● EXERCISE DIRECTIONS: Go through the records below and copy out every line that contains the word "from".

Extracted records
PR #3492, opened 2021-06-08
Read scopes

0mar:
# Scope for reading roles

## New scopes

 - `read:users:roles`: read user roles (subscope of`admin:users`)
 - `read:services:roles`: read service roles (added to `admin` role)
 - `read:group:roles`: read group roles (subscope of `admin:groups`)
 - `read:groups:name` read group name (subscope of `read:groups`)

## Model updates

 - `read:users:name` and `read:services:name` now  also include the admin attribute in the respective models
 - the two service models have been merged
 - the (new) service model and group model now have filtering akin to user model


jupyterhub/scopes.py
```diff
@@ -48,13 +47,13 @@
             'read:users:name',
             'read:users:groups',
             'read:users:activity',
+            'read:users:roles',
```
minrk, line 50: Let's make read access to roles *not* a child of read:users. It's auth-related, so I think should be opt-in rather than part of a default role.

minrk (commented):
Great! Let's make groups also match, adding `read:groups:roles` and `read:groups:name` (read:groups gets membership, not roles)

jupyterhub/apihandlers/groups.py
```diff
@@ -34,7 +34,7 @@ def find_group(self, group_name):
 
 
 class GroupListAPIHandler(_GroupAPIHandler):
-    @needs_scope('read:groups')
+    @needs_scope('read:groups', 'read:groups:names', 'read:groups:roles')
```
IvanaH8, line 37:
```suggestion
    @needs_scope('read:groups', 'read:groups:name', 'read:groups:roles')
```

jupyterhub/apihandlers/groups.py
```diff
@@ -77,7 +77,7 @@ async def post(self):
 class GroupAPIHandler(_GroupAPIHandler):
     """View and modify groups by name"""
 
-    @needs_scope('read:groups')
+    @needs_scope('read:groups', 'read:groups:names', 'read:groups:roles')
```
IvanaH8, line 80:
```suggestion
    @needs_scope('read:groups', 'read:groups:name', 'read:groups:roles')
```

jupyterhub/roles.py
```diff
@@ -42,6 +42,7 @@ def get_default_roles():
                 'shutdown',
                 'access:services',
                 'access:users:servers',
+                'read:services:roles',
```
IvanaH8, line 45: Isn't this already included within `read:services` scope?

jupyterhub/apihandlers/groups.py
minrk: Good catch, @IvanaH8!

@0mar the fact that tests pass with this bug suggests we have some missing test coverage for the `read:group:name` scope.

0mar: Thanks! I'll fix it and add some tests.

PR #3504, opened 2021-06-11
[rbac] Authorization page for OAuth services

0mar:
Continuing from @minrk's [fork](https://github.com/minrk/jupyterhub/tree/authorization-page)

Updates the authorization page for OAuth services to show their required permissions based on their scopes.
Also updates the scope permission descriptions to be usable in both documentations and requesting authorization.

### DIFF
--- a/jupyterhub/apihandlers/auth.py
+++ b/jupyterhub/apihandlers/auth.py
@@ -216,10 +216,7 @@ class OAuthAuthorizeHandler(OAuthHandler, BaseHandler):
                 self.log.debug(
                     f"User {user.name} has already authorized {oauth_client.identifier} for roles {roles}"
                 )
-                # FIXME: uncomment after debugging
-                # it's easier to run manual tests
-                # if we always show the confirmation page
-                # return False
+                return False
             else:
                 self.log.debug(
                     f"User {user.name} has authorized {oauth_client.identifier}"
@@ -249,6 +246,31 @@ class OAuthAuthorizeHandler(OAuthHandler, BaseHandler):
             )
             credentials = self.add_credentials(credentials)
             client = self.oauth_provider.fetch_by_client_id(credentials['client_id'])
+            allowed = False
+
+            # check for access to target resource
+            if client.spawner:
+                scope_filter = self.get_scope_filter("access:users:servers")
+                allowed = scope_filter(client.spawner, kind='server')
+            elif client.service:
+                scope_filter = self.get_scope_filter("access:services")
+                allowed = scope_filter(client.service, kind='service')
+            else:
+                # client is not associated with a service or spawner.
+                # This shouldn't happen, but it might if this is a stale or forged request
+                # from a service or spawner that's since been deleted
+                self.log.error(
+                    f"OAuth client {client} has no service or spawner, cannot resolve scopes."
+                )
+                raise web.HTTPError(500, "OAuth configuration error")
+
+            if not allowed:
+                self.log.error(
+                    f"User {self.current_user} not allowed to access {client.description}"
+                )
+                raise web.HTTPError(
+                    403, f"You do not have permission to access {client.description}"
+                )
             if not self.needs_oauth_confirm(self.current_user, client, role_names):
                 self.log.debug(
                     "Skipping oauth confirmation for %s accessing %s",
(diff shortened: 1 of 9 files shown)


jupyterhub/apihandlers/auth.py
```diff
@@ -211,53 +241,66 @@ async def get(self):
...
+                ]
+            else:
+                # expanded_scopes = roles._get_subscopes(*role_objects, owner=self.current_user.orm_user)
+                # print("expanded scopes", expanded_scopes, self.current_user)
+                # parsed_scopes = scopes.parse_scopes(expanded_scopes)
+                scope_descriptions = scopes.describe_raw_scopes(
+                    raw_scopes,
+                    username=self.current_user.name,
+                )
+            print("scope definitions", raw_scopes, scope_descriptions)
```
minrk, line 295: debug

jupyterhub/scopes.py
```diff
@@ -23,92 +23,89 @@
...
-    '(no_scope)': {'description': 'Allows for only identifying the owning entity.'},
+    '(no_scope)': {'description': 'Identify the owner of this entity.'},
     'self': {
-        'description': 'Metascope, grants access to user’s own resources only; resolves to (no_scope) for services.'
+        'description': 'The user’s own resources.',
+        'metadescription': 'metascope for users, resolves to (no_scope) for services',
     },
     'all': {
-        'description': 'Metascope, valid for tokens only. Grants access to everything that the token-owning entity can access.'
+        'description': 'Everything that the token-owning entity can access.',
```
minrk, line 32: For the authorization page, I think it would really be best to have the text "you" instead of "the token-owning entity". I think the ideal user text here is probably something like "The application will be able to do anything and everything you can do." There are some tricky differences between the authorization page where you're addressing the prospective token owner and the docs, where you are talking in general terms.

What do you think?

jupyterhub/scopes.py
```diff
@@ -23,92 +23,89 @@
...
             'read:users:activity',
         ],
     },
-    'read:users:name': {'description': 'Read-only access to users’ names.'},
-    'read:users:groups': {'description': 'Read-only access to users’ group names.'},
-    'read:users:activity': {'description': 'Read-only access to users’ last activity.'},
-    # todo: describe that it only specifies timestamp of activity
-    'read:users:roles': {'description': 'Read-only access to user roles.'},
+    'read:users:name': {'description': 'Read names of users.'},
+    'read:users:groups': {'description': 'Read names of users’ groups.'},
```
minrk, line 53:
```suggestion
    'read:users:groups': {'description': 'Read users’ group membership.'},
```

jupyterhub/scopes.py
```diff
@@ -23,92 +23,89 @@
...
+    'read:users:activity': {'description': 'Read time of last user activity.'},
+    'read:users:roles': {'description': 'Read names of users’ roles.'},
```
minrk, line 55:
```suggestion
    'read:users:roles': {'description': 'Read users’ role assignments.'},
```

jupyterhub/apihandlers/auth.py
```diff
@@ -195,6 +201,30 @@ def needs_oauth_confirm(self, user, oauth_client):
...
+
+        if authorized_roles:
+            if set(roles).issubset(authorized_roles):
+                self.log.debug(
+                    f"User {user.name} has already authorized {oauth_client.identifier} for roles {roles}"
+                )
+                # FIXME: uncomment after debugging
+                # it's easier to run manual tests
+                # if we always show the confirmation page
+                # return False
```
minrk, line 222: This is a debug bit to make it easier to run manual tests. It should be put back to `return False` when we are done.

jupyterhub/apihandlers/auth.py
```diff
@@ -211,53 +241,66 @@ async def get(self):
...
-                )
-                raise web.HTTPError(500, "OAuth configuration error")
-
-            if not allowed:
-                self.log.error(
-                    f"User {self.current_user} not allowed to access {client.description}"
-                )
-                raise web.HTTPError(
-                    403, f"You do not have permission to access {client.description}"
-                )
```
minrk, line 243: The tests are failing because I lost this block in my rebase. It should be put back as it was.

minrk (commented):
Great! Definitely an improvement.

I think we'll want some BeautifulSoup tests to verify the authorization form presentation, and also some tests to exercise the prior authorization visits. Check `test_pages.py` for some examples of those.

jupyterhub/scopes.py
0mar: Agreed. I'll refactor and use a separate description for the docs, if the auth-page one does not suffice

minrk:
Great!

● YOUR SOLUTION:
Continuing from @minrk's [fork](https://github.com/minrk/jupyterhub/tree/authorization-page)
+                # from a service or spawner that's since been deleted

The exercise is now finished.